Input for this task:
PR #1993, opened 2025-08-01
Add `size`, `default`, and `unmatched` to `list_unchop()`

DavisVaughan:
- [ ] Consider https://github.com/r-lib/vctrs/issues/1980#issuecomment-3074250868 before merging

Closes https://github.com/r-lib/vctrs/issues/1980

This PR adds `size` and `default` arguments to `list_unchop()`, making it more flexible and powerful as an engine that backs `case_when()` and the upcoming `vec_lookup()` idea.

It is also quite similar to `numpy.select()`
https://numpy.org/doc/stable/reference/generated/numpy.select.html

``` r
library(vctrs)

# You can specify a `size` larger than the sum of the `indices` lengths,
# allowing you to "partially fill" the new output object
list_unchop(
  x = list(1:2, 5:6),
  indices = list(1:2, 5:6),
  size = 7
)
#> [1]  1  2 NA NA  5  6 NA

# You can specify a `default` for the unfilled locations
list_unchop(
  x = list(1:2, 5:6),
  indices = list(1:2, 5:6),
  size = 7,
  default = 0L
)
#> [1] 1 2 0 0 5 6 0

# `default` may be length 1 or length `size`
list_unchop(
  x = list(1:2, 5:6),
  indices = list(1:2, 5:6),
  size = 7,
  default = 1:7
)
#> [1] 1 2 3 4 5 6 7

# You cannot use `size` without `indices`.
# This makes no sense, `x` would be laid out in sequence and you'd just have
# extra empty slots at the end.
list_unchop(
  x = list(1:2, 5:6),
  size = 7
)
#> Error in `list_unchop()`:
#> ! `indices` must be specified when `size` is specified.

# You cannot use `default` without `indices`.
# This makes no sense, `x` would be laid out in sequence and you'd never
# ever use the `default`
list_unchop(
  x = list(1:2, 5:6),
  default = 0
)
#> Error in `list_unchop()`:
#> ! `indices` must be specified when `default` is specified.

# You cannot use `default` without `size`.
# We need to know the `size` to recycle `default` against.
list_unchop(
  x = list(1:2, 5:6),
  indices = list(1:2, 5:6),
  default = 0
)
#> Error in `list_unchop()`:
#> ! `size` must be specified when `default` is specified.

# I have gone to great lengths to ensure you get good error messages
# when there are issues with `default`, particularly when computing the
# common type
list_unchop(
  x = list(1:2, 5:6),
  indices = list(1:2, 5:6),
  size = 7,
  default = "x"
)
#> Error in `list_unchop()`:
#> ! Can't combine <integer> and `default` <character>.
```


src/c.c
```diff
@@ -274,36 +273,41 @@ r_obj* vec_c_fallback(r_obj* ptype,
                       struct r_lazy error_call) {
   r_obj* cls = KEEP(r_attrib_get(ptype, syms_fallback_class));
   bool implements_c = class_implements_base_c(cls);
-  FREE(1);
 
   if (implements_c) {
+    FREE(1);
     return vec_c_fallback_invoke(xs, name_spec, error_call);
-  } else {
```
DavisVaughan, line 281: No changes here, just using an early return in `vec_c_fallback()` to flatten a level of nesting, better matching the new `list_unchop_c_fallback()`

tests/testthat/_snaps/slice-chop.md
```diff
@@ -314,6 +314,19 @@
...
+    Code
+      x <- structure(foobar(1), attr_foo = "foo")
+      default <- structure(foobar(2), attr_foo = "bar")
+      list_unchop(list(x), indices = list(1), size = 2, default = default)
+    Condition
+      Error in `list_unchop()`:
+      ! Can't combine <vctrs_foobar> and `default` <vctrs_foobar>.
+      x Some attributes are incompatible.
+      i The author of the class should implement vctrs methods.
+      i See <https://vctrs.r-lib.org/reference/faq-error-incompatible-attributes.html>.
```
DavisVaughan, line 328: So much effort to get this error message to say `default` 😆

src/c-unchop.c
```diff
@@ -9,48 +10,107 @@ enum fallback_homogeneous {
 #include "decl/c-unchop-decl.h"
 
 
-static
 r_obj* list_unchop(r_obj* xs,
                    r_obj* indices,
+                   r_obj* default_,
```
DavisVaughan, line 15: `default` is a C keyword 🤷

src/c-unchop.c
```diff
@@ -9,48 +10,107 @@ enum fallback_homogeneous {
...
   if (indices == r_null) {
+    // Check if `default` and `size` were specified before reverting to `vec_c()`
+    if (default_ != r_null) {
+      r_abort("`indices` must be specified when `default` is specified.");
+    }
+    if (optional_r_ssize_is_some(size)) {
+      r_abort("`indices` must be specified when `size` is specified.");
+    }
+
     return vec_c(xs, ptype, name_spec, name_repair, p_error_arg, error_call);
```
DavisVaughan, line 35: I have a feeling there is going to come a time where we give some effort to combine `vec_c()` and `list_unchop()` into a single code path. They share a lot of utilities right now but the differences are _just_ annoying enough that I think it would be better if we just shoved everything into one big function to think about.

src/c-unchop.c
```diff
@@ -60,32 +120,93 @@ r_obj* list_unchop(r_obj* xs,
...
+  // Now merge `default` information into `xs` and `indices`
+  if (default_ != r_null) {
+    r_obj* default_index = KEEP(compute_default_index(indices, out_size));
+    default_ = KEEP(slice_default(default_, default_index, out_size));
+
+    xs = KEEP(push_default(xs, default_));
+    indices = KEEP(push_default_index(indices, default_index));
+
+    FREE(4);
   }
```
DavisVaughan, line 201: The general idea of how we handle `default` is to figure out where it should be inserted into the final result, i.e. the `default_index`, and to then append both (sliced) `default` and `default_index` to `xs` and `indices` respectively, allowing the rest of the implementation to proceed unchanged.

Originally I thought we'd use `default` instead of `vec_init(ptype)` for the output container, but I worry about consistency in some edge cases where `default` is some object that user provided that has some extra non-type related attributes attached to it. We don't want those in the output, so it's better to create a fresh container of type `ptype` and assign over the pieces of `default` we need. This method also doesn't work well with the fallback case, because there is no "container" that we fill there.

src/c-unchop.c
```diff
@@ -300,6 +446,318 @@ r_obj* list_unchop_fallback(r_obj* ptype,
...
+}
+
+// This is `vec_c_fallback()` with support for `default`.
+// Keep aligned with `vec_c_fallback()`!
+// TODO: Let `list_unchop()` own fallback helpers and
+// make `vec_c_fallback()` and friends thin wrappers
+// that set `default` to `r_null`, or merge `vec_c()`
+// and `list_unchop()` entirely!
+static
+r_obj* list_unchop_c_fallback(
```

Assignment: Scan the listing above and identify each line holding the string "numpy"; copy every such line.

Exercise solution:
It is also quite similar to `numpy.select()`
https://numpy.org/doc/stable/reference/generated/numpy.select.html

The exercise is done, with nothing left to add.